PR #665, opened 2024-09-17
Create camera using all indexes if auto detection fails

jcapona:
| Status  | Ticket/Issue |
| :---: | :--: |

#### Main changes
-

[insert screenshots here]

-

#### Manual testing tips
-

-

### DIFF
--- a/packages/camera/pitop/camera/core/cameras/usb_camera.py
+++ b/packages/camera/pitop/camera/core/cameras/usb_camera.py
@@ -57,7 +57,7 @@ class UsbCamera:
             return cap
 
         self._camera = create_camera_object(index, resolution)
-        if self._camera is None and index is None:
+        if self._camera is None and index is -1:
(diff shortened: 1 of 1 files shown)


packages/camera/pitop/camera/core/cameras/usb_camera.py
```diff
@@ -46,12 +51,19 @@ def create_camera_object(index, resolution=None):
...
 
-            if resolution is not None:
+            if cap is not None and resolution is not None:
                 cap.set(3, resolution[0])
                 cap.set(4, resolution[1])
             return cap
 
-        self._camera = create_camera_object(self.index, resolution)
+        self._camera = create_camera_object(index, resolution)
+        if self._camera is None and index is None:
```
angusjfw, line 60:
```suggestion
        if self._camera is None and index is -1:
```
we only want to scan if the index was not specified by the user - which would mean it is now -1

---*---

• Exercise objective
Quote the data above in full, changing nothing.

• Output for this exercise
PR #665, opened 2024-09-17
Create camera using all indexes if auto detection fails

jcapona:
| Status  | Ticket/Issue |
| :---: | :--: |

#### Main changes
-

[insert screenshots here]

-

#### Manual testing tips
-

-

### DIFF
--- a/packages/camera/pitop/camera/core/cameras/usb_camera.py
+++ b/packages/camera/pitop/camera/core/cameras/usb_camera.py
@@ -57,7 +57,7 @@ class UsbCamera:
             return cap
 
         self._camera = create_camera_object(index, resolution)
-        if self._camera is None and index is None:
+        if self._camera is None and index is -1:
(diff shortened: 1 of 1 files shown)


packages/camera/pitop/camera/core/cameras/usb_camera.py
```diff
@@ -46,12 +51,19 @@ def create_camera_object(index, resolution=None):
...
 
-            if resolution is not None:
+            if cap is not None and resolution is not None:
                 cap.set(3, resolution[0])
                 cap.set(4, resolution[1])
             return cap
 
-        self._camera = create_camera_object(self.index, resolution)
+        self._camera = create_camera_object(index, resolution)
+        if self._camera is None and index is None:
```
angusjfw, line 60:
```suggestion
        if self._camera is None and index is -1:
```
we only want to scan if the index was not specified by the user - which would mean it is now -1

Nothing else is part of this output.